Menéndez meditó sobre sus palabras.
—Con los Ángel tenía tiempo. Aquí no.
Ella no pudo rebatirle.
—Lo sé, pero es diferente. Intuyo una diferencia.
—Pero es la misma persona. Ha de serlo. Nadie podría copiar el método con tanto detalle.
—No, tiene razón.
Lo dijo de una forma que significaba todo lo contrario, y él lo sabía.
—María —dijo Menéndez—, me gustaría que hiciera algo por mí mañana por la mañana. Me gustaría que fuera a ver a Catalina Lucena y le preguntara, a bocajarro, qué pasó en La Soledad. Tal vez se lo cuente. Sé que a mí no me lo dirá. Enviaré un coche a buscarla. El chófer esperará fuera del hospital.
—¿Usted no quiere venir?
—Sería inútil. Si ha de decir algo, se lo dirá a una mujer, pero tampoco a una mujer policía. Además…, tengo otras cosas que hacer.
Uno de los agentes regresó con una nota.
—Este carnet de identidad es falso, inspector. Denunciaron el robo hace dos meses. Pertenece a un conductor de autobús. Hemos interrogado a sus vecinos. Está de vacaciones en Mallorca con su mujer y sus hijos.
Torrillo gruñó. Menéndez se puso en marcha y le siguieron.
La noche era húmeda y calurosa. No tardaron en salir de la plaza, en dejar atrás a las multitudes.
—¿Inspector?
Menéndez abrió la puerta del coche para que María entrara. Esta pensó que parecía agotado.

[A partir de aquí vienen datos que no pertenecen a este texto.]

PR #10651, opened 2023-11-06
Add docker0's IPv6 address since it was removed when disabling IPv6

mannytaheri:
### Description of PR
IPv6 address is removed from docker0 when disabling IPv6 and this causes test_snmp_loopback testcase to fail

ARISTA06T1#bash snmpget -v2c -c public FC00:11::1 .1.3.6.1.2.1.1.1.0 (FC00:11::1 is the ipv6 address of the LC's loopback0)
Timeout: No Response from FC00:11::1.
% 'snmpget -v2c -c public FC00:11::1 .1.3.6.1.2.1.1.1.0' returned error code: 1
bash snmpget -v2c -c public FC00:11::1 .1.3.6.1.2.1.1.1.0 AssertionError: Sysdescr not found in SNMP result from IP FC00:11::1/128)

After enabling IPv6, an IPv6 address should be added to docker0 and a config reload is required.  

Summary:
Fixes # (issue)

### Type of change

- [ ] Bug fix

### Back port request
- [ ] 201911
- [ ] 202012
- [x] 202205
- [x] 202305

To restore the docker0's IPv6 address which is removed when IPv6 is disabled

#### How did you do it?
Add IPv6 address do docker0.
Do a config reload

Tested qos and snmp suites against a multi Asics line card on a T2 chassis

### DIFF
--- a/tests/qos/qos_sai_base.py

—Quiero que sepa que no incluiré estos detalles en mi informe. No pienso ser tan minuciosa.
—Debería anotar lo que quiera. No hay nada que ocultar. Lo dejaré todo bien claro en mis informes. No se sienta obligada a protegerme a mí o a Torrillo.
María tuvo ganas de pellizcarse.
—No me refería a eso. Quería decir… que no creo que deba culparse.
—No. Tal vez no. Pregúntemelo mañana.
Menéndez la acompañó a casa en silencio, bajó del coche y la siguió hasta la puerta del edificio, esperó hasta que oyó cerrarse la puerta. María subió al apartamento, examinó las librerías de la sala de estar, seleccionó cinco títulos diferentes, fue al dormitorio y los tiró sobre la cama. Se quitó la chaqueta, dejó que cayera sobre la cama, y luego cogió el primer libro. Se titulaba La máscara de la cordura.